(EXTRACTED INFORMATION Opens)

PR #3690, opened 2020-03-13
experiment: version in status bar

siddharthkp:
- [x] add version to status bar
- [x] remove version from sidebar
- [x] add status bar to skeleton
- [x] add click to copy

Warning: To make it look and feel like vscode's status bar, the code is absolute garbage. It's not even completely semantic 🤷 But it feels *integrated* to the status bar


lbogdan:
Build for latest commit https://github.com/codesandbox/codesandbox-client/pull/3690/commits/b5a41549be8e2e442cc06b62f6c5bf316dc4ed59 is at https://pr3690.build.csb.dev/s/new.

CompuIves:
I like this very much! Would love to get it in somewhere in the coming week.

I prefer it to show on the left side I think, right side gives information about the current document, left info is global. It would also be nice if you could click on it to copy the version, and another very nice thing would be if we could indicate that there's an update (if there's an error) there.

siddharthkp:
@CompuIves ready for re-review

DannyRuchtie:
Can we have the same padding left and right?
Now the version is closer to the edge than the Filetype (right)

siddharthkp:
> Now the version is closer to the edge than the Filetype (right)

oh damn, will do

siddharthkp:
This is fixed now 🎉

PR #3706, opened 2020-03-17
Accessible dialog component v1

siddharthkp:
- [x] added component
- [x] added stories/tests

supporting changes: IconButton supports innerRef now

Pending decisions:
- [ ] should _close when clicked outside_ be optional (thinking comments)
- [ ] fix upstream bug https://github.com/reach/reach-ui/issues/390

Probably not in this PR:
- [ ] add option for animate from trigger position (thinking comments)


lbogdan:
Build for latest commit https://github.com/codesandbox/codesandbox-client/pull/3706/commits/e9f544e174a07cb71ae182e6eab7a148d151e346 failed.

packages/components/src/components/Dialog/index.tsx
```diff
@@ -0,0 +1,179 @@
...
+    dialogVisible,
+    setDialogVisibility,
+    triggerRect,
+    label,
+  } = React.useContext(context);
+
+  const [overlayVisible, setOverlayVisiblity] = React.useState(false);
+
+  React.useEffect(() => {
+    if (dialogVisible) setOverlayVisiblity(true);
```
MichaelDeBoey: Put curly braces around body to make it less error prone

```suggestion
    if (dialogVisible) {
      setOverlayVisiblity(true);
    }
```

packages/components/src/components/Dialog/index.tsx
```diff
@@ -0,0 +1,179 @@
...
+            )}
+          </AnimatePresence>
+        )}
+      </Rect>
+    </DialogOverlay>
+  );
+};
+
+const centered = (triggerRect, dialogRect) => {
+  if (!dialogRect || !triggerRect) return { left: 0, top: 0 };
```
MichaelDeBoey: Same

```suggestion
  if (!dialogRect || !triggerRect) {
    return { left: 0, top: 0 };
  }
```

packages/components/src/components/Dialog/index.tsx
```diff
@@ -0,0 +1,179 @@
...
+
+const context = React.createContext({
+  dialogVisible: false,
+  setDialogVisibility: null,
+  triggerRef: null,
+  triggerRect: null,
+  label: null,
+});
+
+type DialogTypes = React.FC<{
```
MichaelDeBoey:
```suggestion
type DialogTypes = FunctionComponent<{
```

packages/components/src/components/Dialog/index.tsx
```diff
@@ -0,0 +1,179 @@
+import React from 'react';
```
MichaelDeBoey:
```suggestion
import React, { FunctionComponent } from 'react';
```

packages/components/src/components/Dialog/index.tsx
siddharthkp: Not a fan of this, sorry!

PR #3713, opened 2020-03-18
Explicitly set Same-Site:None on preview secret cookies

### LINKED ISSUE #3617: Chrome 80 SameSite=Lax change broke private sandboxes
# 🐛 bug report

## Description of the problem

It looks like the SameSite=Lax change in Chrome 80 has broken private sandboxes. When accessing a private sandbox, the app never loads and the page continues to reload tons of network assets (network tab goes nuts).

If you set [chrome://flags/#same-site-by-default-cookies](chrome://flags/#same-site-by-default-cookies) to `Disabled`, everything goes back to normal. I've tried this with every scale of app, from the most basic, `document.write('test')` app to a complex React CRA-based SPA and get the same symptoms.

The only cookie I see that's affected by this change is `_cfduid`, but I'm not 100% sure.

It's broken my heart. I'm not sure I'll ever recover 😭 

For real, though -- we leverage CodeSandbox for our organizations FE tech screens. We're able to work around this by instructing our candidates to use Firefox, but we are really averse to any added friction at the start of a tech screen.

### Link to sandbox: [link]() (optional)

Useless since you can only see the issue in private sandboxes. Should be easy enough to repro, though.

### Your Environment

| Сodesandbox      | Current |
| Browser          | Chrome 80+ |
| Operating System | Mac OS X Catalina |

CompuIves:
Fixes #3617

### DIFF
--- a/packages/sandbox-hooks/preview-secret.js
+++ b/packages/sandbox-hooks/preview-secret.js
@@ -22,7 +22,7 @@ export const setPreviewSecret = secret => {
     cookieValue !== secret
   ) {
     if (secret) {
-      document.cookie = `${PREVIEW_SECRET_COOKIE_NAME}=${secret}`;
+      document.cookie = `${PREVIEW_SECRET_COOKIE_NAME}=${secret};samesite=none;secure;`;
       location.reload();
     } else {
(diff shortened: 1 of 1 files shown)


lbogdan:
Build for latest commit https://github.com/codesandbox/codesandbox-client/pull/3713/commits/42db61b9278b37473ed5ad44824a508ae3bca96e is at https://pr3713.build.csb.dev/s/new.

(EXTRACTED INFORMATION Closes)

INSTRUCTIONS FOR THE TASK: In the entries, find every line holding "setOverlayVisiblity" and copy it.

SOLUTION FOR THIS EXERCISE:
+  const [overlayVisible, setOverlayVisiblity] = React.useState(false);
+    if (dialogVisible) setOverlayVisiblity(true);
      setOverlayVisiblity(true);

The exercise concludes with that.